Also with respect to Brazil, in addition to the provisions in Article 4, Section 2, and Article 5, paragraphs 2 and 3, Article 7 of the Temporary Constitutional Provisions Act announces that the Brazilian State shall strive for the formation of an international court of human rights. The systematic interpretation of the Constitution supports the view that international human rights treaties will have constitutional status, or at least supra-legal status, and the international bodies, whose contentious jurisdiction is recognized by Brazil through a specific act, shall have authority domestically as interpreters of the Constitution. The thesis that the decisions that such bodies have generated are of a political nature and that therefore would not be subject to mandatory compliance is not consistent with this interpretation.
Thus, it is clear that the ACHR imposes legal obligations upon the Brazilian state authorities, as it is not merely a political document which sets forth aspirations to be pursued in the long term. This Convention, as well as international human rights treaties ratified by Brazil, creates legal obligations for the country. As a legal instrument that becomes part of the domestic legal system, the monitoring of compliance with these obligations should not be performed only by supranational bodies, but also by those who carry out the essential functions of domestic justice, in addition to the Judiciary. In fact, next to the control of legality and constitutionality, it is imperative to achieving conventionality control.12 Understanding how articles of the ACHR are interpreted by the Inter-American Court and also by the IACHR is included in this obligation.
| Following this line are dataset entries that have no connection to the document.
PR #2533, opened 2025-01-15
Dev/sda/tree api migration

bk201-:


src/commands/deleteDatabaseAccount/deleteCosmosDBAccount.ts
```diff
@@ -27,7 +28,13 @@ export async function deleteCosmosDBAccount(
...
         accountName = getDatabaseAccountNameFromId(node.fullId);
     } else if (node instanceof CosmosAccountResourceItemBase) {
-        const subscriptionContext = createSubscriptionContext(node.account.subscription);
+        // Not all CosmosAccountResourceItemBase instances have a subscription property (attached account does not),
+        // so we need to create a subscription context
+        if (!('subscription' in node.account)) {
+            throw new Error('Subscription is required to delete an account.');
+        }
+
+        const subscriptionContext = createSubscriptionContext(node.account.subscription as AzureSubscription);
```
tnaum-ms, line 37: I see/I get it, it's an extra safety level, however:
- we won't attach this command to the workspace node.
- `CosmosAccountResourceItemBase` is/will/would be different that the future `CosmosAccountWorkspaceItemBase`?, at least that's what I've done with monog-clusters. one base with common functionality, and then one for workspace with connection string handling, and the other one for the resources tree view with subscription.

Let's see if my commend here changes once I finish looking at the rest.

src/commands/deleteDatabaseAccount/deleteDatabaseAccount.ts
```diff
@@ -26,10 +27,14 @@ export async function deleteDatabaseAccount(
...
-        subscription = createSubscriptionContext(node.account.subscription);
+    } else if (node instanceof CosmosAccountResourceItemBase && 'subscription' in node.account) {
+        subscription = createSubscriptionContext(node.account.subscription as AzureSubscription);
+    } else if (node instanceof MongoClusterResourceItem) {
+        subscription = createSubscriptionContext(node.subscription);
     } else {
-        subscription = createSubscriptionContext((node as MongoClusterResourceItem).subscription);
+        // Not all CosmosAccountResourceItemBase instances have a subscription property (attached account does not),
+        // so we need to create a subscription context
+        throw new Error('Subscription is required to delete an account.');
```
tnaum-ms, line 37: same here, I didn't anticipate this code path. but, the safer, the better 👍

src/mongoClusters/tree/CollectionItem.ts
```diff
@@ -35,12 +39,14 @@ export class CollectionItem implements TreeElementWithId, TreeElementWithExperie
     ) {
         this.id = `${mongoCluster.id}/${databaseInfo.name}/${collectionInfo.name}`;
         this.experience = mongoCluster.dbExperience;
+        this.experienceContextValue = `experience.${this.experience?.api ?? API.Common}`;
```
tnaum-ms, line 42: superb, good idea with `experience.` prefix here, solves the issue I stumbled upon when defining `where` for commands in the `package.json`

src/tree/docdb/DocumentDBAccountAttachedResourceItem.ts
```diff
@@ -14,48 +14,30 @@ import { getSignedInPrincipalIdForAccountEndpoint } from '../../docdb/utils/azur
...
-        const result = await callWithTelemetryAndErrorHandling('getChildren', async (context: IActionContext) => {
-            context.telemetry.properties.experience = this.experience.api;
-            context.telemetry.properties.parentContext = this.contextValue;
-            context.errorHandling.rethrow = true;
-
-            const accountInfo = await this.getAccountInfo(this.account);
-            const cosmosClient = getCosmosClient(accountInfo.endpoint, accountInfo.credentials, false);
-            const databases = await this.getDatabases(accountInfo, cosmosClient);
-            return await this.getChildrenImpl(accountInfo, databases);
-        });
```
tnaum-ms, line 44: Just to make sure : telemetry is removed here as the branch data provider is taking care of it.

tnaum-ms (approved):
@bk201- a really clean solution and improvement to the overall structure. thank you for the extra work!

I added some questions/comments mainly to better understand the code in our review later on.

src/tree/docdb/DocumentDBAccountAttachedResourceItem.ts
bk201-: Yes, everything moves to src/tree/CosmosDBWorkspaceBranchDataProvider.ts

src/commands/deleteDatabaseAccount/deleteCosmosDBAccount.ts
bk201-: I didn't make any difference between usual Account and AttachedAccount. Both of them have the same property account, but with different type. As well as MongoAccount. Because it is CosmosAccountResourceItem**Base** class for all type of accounts. 

I suggest to implement the following classes or something like that.
```
CosmosAccountResourceItem**Base** 
|__CosmosAccountResourceItem
|__CosmosAttachedAccountResourceItem
|__MongoAccountResourceItem**Base**
   |__ MongoDBAccountResourceItem
   |__MongoClusterAccountResourceItem
```   
   
Suffix **Base** might be substituted but any appropriate: common, interface, abstract, etc

src/commands/deleteDatabaseAccount/deleteDatabaseAccount.ts
bk201-: It was need only for quick fix merge conflict. See comment above. It might be fixed by perfect class hierarchy

src/commands/deleteDatabaseAccount/deleteCosmosDBAccount.ts
tnaum-ms: Got it. The confusion here came from the fact that I had this type of structure in mongoClusters, ahead of the v1->v2 migration. Once we're done with migration, I'll restructure mongo-related space.

That's what mongo clusters used:

```
MongoClusterItemBase
|__MongoClusterResourceItem
|__MongoClusterWorkspaceItem
```

(`Workspace Item` behaves the same as your `Attached Account ... Item`)

tnaum-ms (approved):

Achieving this control is even more indispensable to the extent that a significant part of the international recommendations made to Brazil refer directly to actions that impact the jurisdiction of executive branch agencies responsible for public safety and the prison system, as well as organs of the judiciary, prosecutors, attorneys and the public defender. These actions relate to the duty of due diligence and the obligation to prevent, investigate and punish, as discussed below.
In accordance with the stipulations provided by the IACHR in the sentence of Velásquez Rodríguez v. Honduras, the first case to be decided by that body, the interpretation of Article 1.1, which brings the so-called general guarantee clause, combined with the other articles that spell out individual rights, leads to the conclusion that the state’s duty to promote human rights is not confined to mere abstention from violations of human rights. According to the Court, the State is internationally liable for violation of the Articles of the ACHR, even if perpetrated by individuals, and not by agents of the State, if the latter did not act with “due diligence” to prevent such violations. The duty of due diligence, in turn, was interpreted by the Court as including the obligation to “prevent, investigate and punish” the relevant human rights crimes (CORTE INTERAMERICANA DE DIREITOS HUMANOS, Velazquez Rodríguez v. Honduras, 1988, para. 162, 172-174). Thus, even if there has been a violation of rights as codified in the American Convention, if the State acted with due diligence in the investigation of crime, preventing impunity, no international liability will be imposed.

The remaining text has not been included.